■ **Work instruction**: Starting at the line containing "Good catch. Thanks." and ending at the line containing "1. [X] RHEL7", print every line of the material below exactly, both ends included, and stop there.

⟨

PR #65, opened 2016-02-19
Docs explaining webhook normalization

manasdk:


manasdk:
Travis failure unrelated and fixed on st2 already.

PR #69, opened 2016-02-19
rules.rst: Fix sub bullet points in Rule Structure section

gaelL:
See https://docs.stackstorm.com/rules.html#rule-structure
Sub bullet point are displayed inline.

Tried this syntax http://docutils.sourceforge.net/docs/user/rst/quickstart.html#id18

Seems display well on my github branch https://github.com/gaelL/st2docs/blob/rules/docs/source/rules.rst


Kami:
Good catch. Thanks.

emedvedev:
Again, thanks a lot :)

PR #70, opened 2016-02-22
Document operator changes

Kami:
Documentation changes for https://github.com/StackStorm/st2/pull/2519.


Kami:
Just FYI - using tables for those descriptions wasn't such a good idea since the description field doesn't wrap and it's hard to read.

We should figure out how to make it wrap (maybe CSS hack) or switch back to non-table display.

PR #72, opened 2016-02-24
Fix links to all-in-one for new installation methods

enykeev:


enykeev:
Full disclosure, I haven't tested it locally. I was lazy to spin up a vm and had an issue building inotify on osx I didn't want to deal with.

```Command "python setup.py egg_info" failed with error code 1 in /private/var/folders/0d/517h6xjd1790vyf1wrdl9xch0000gn/T/pip-build-IonqH8/pyinotify```

dzimine:
+1 looks right, better than it was before :)

PR #74, opened 2016-02-25
correct stanley sudoers.d permission

dennybaa:
This is a MUST. Otherwise privileged access is broken if there's no direct ability to login as `root`. Since after breaking sudo, there's no chance for `sudo -i` or `sudo su` anymore. It's haters issue)


lakshmi-kannan:
This also requires a corresponding change in bootstrap scripts- https://github.com/StackStorm/st2-packages/blob/master/scripts/st2bootstrap-deb.sh and https://github.com/StackStorm/st2-packages/pull/181.

lakshmi-kannan:
Picked up change in https://github.com/StackStorm/st2docs/pull/75. Closing.

PR #75, opened 2016-02-28
RFR: Install docs for RHEL 6/7

lakshmi-kannan:
## Disclaimer

If you are not a stormer trying out these instructions, DO NOT expect support on community. 

## TODO

* [ ] List boxes used to test these instructions in docs. Salvage from https://github.com/lakshmi-kannan/st2-test-ground/blob/master/Vagrantfile.
* [x] Hand test these instructions manually on a box cc: @dzimine 
    1. [X] RHEL7
    2. [ ] RHEL6 - Packages don't work on RHEL6 because of missing libffi-devel
* [x] Chatops section requires rules to be registered but st2ctl reload doesn't do it by default. See 92a6afa


docs/source/install/rhel7.rst
```diff
@@ -0,0 +1,387 @@
...
+Install Dependencies
+~~~~~~~~~~~~~~~~~~~~
+
+Install MongoDB, RabbitMQ, and PostgreSQL.
+
+  .. code-block:: bash
+
+    sudo yum -y install https://dl.fedoraproject.org/pub/epel/epel-release-latest-7.noarch.rpm
+    sudo yum -y install mongodb-server rabbitmq-server
+    sudo systemctl start mongod rabbitmq-server
```
dzimine: 1) systemctl vs service - for the commands . I checked that most folks out there do so, even those who do separate docs for each flavor, e.g. docker, https://docs.docker.com/v1.8/installation/rhel/

2) Let's add instructions on making service restart after computer reboot - Anthony reported as a bug in new instructions as it caused him grief and support call to figure why st2 is not up (turned out mongo didn't come up after reboot).
`sudo chkconfig rabbitmq-server on`

docs/source/install/rhel7.rst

⟩

■ **Exercise response**:
Good catch. Thanks.

emedvedev:
Again, thanks a lot :)

PR #70, opened 2016-02-22
Document operator changes

Kami:
Documentation changes for https://github.com/StackStorm/st2/pull/2519.


Kami:
Just FYI - using tables for those descriptions wasn't such a good idea since the description field doesn't wrap and it's hard to read.

We should figure out how to make it wrap (maybe CSS hack) or switch back to non-table display.

PR #72, opened 2016-02-24
Fix links to all-in-one for new installation methods

enykeev:


enykeev:
Full disclosure, I haven't tested it locally. I was lazy to spin up a vm and had an issue building inotify on osx I didn't want to deal with.

```Command "python setup.py egg_info" failed with error code 1 in /private/var/folders/0d/517h6xjd1790vyf1wrdl9xch0000gn/T/pip-build-IonqH8/pyinotify```

dzimine:
+1 looks right, better than it was before :)

PR #74, opened 2016-02-25
correct stanley sudoers.d permission

dennybaa:
This is a MUST. Otherwise privileged access is broken if there's no direct ability to login as `root`. Since after breaking sudo, there's no chance for `sudo -i` or `sudo su` anymore. It's haters issue)


lakshmi-kannan:
This also requires a corresponding change in bootstrap scripts- https://github.com/StackStorm/st2-packages/blob/master/scripts/st2bootstrap-deb.sh and https://github.com/StackStorm/st2-packages/pull/181.

lakshmi-kannan:
Picked up change in https://github.com/StackStorm/st2docs/pull/75. Closing.

PR #75, opened 2016-02-28
RFR: Install docs for RHEL 6/7

lakshmi-kannan:
## Disclaimer

If you are not a stormer trying out these instructions, DO NOT expect support on community. 

## TODO

* [ ] List boxes used to test these instructions in docs. Salvage from https://github.com/lakshmi-kannan/st2-test-ground/blob/master/Vagrantfile.
* [x] Hand test these instructions manually on a box cc: @dzimine 
    1. [X] RHEL7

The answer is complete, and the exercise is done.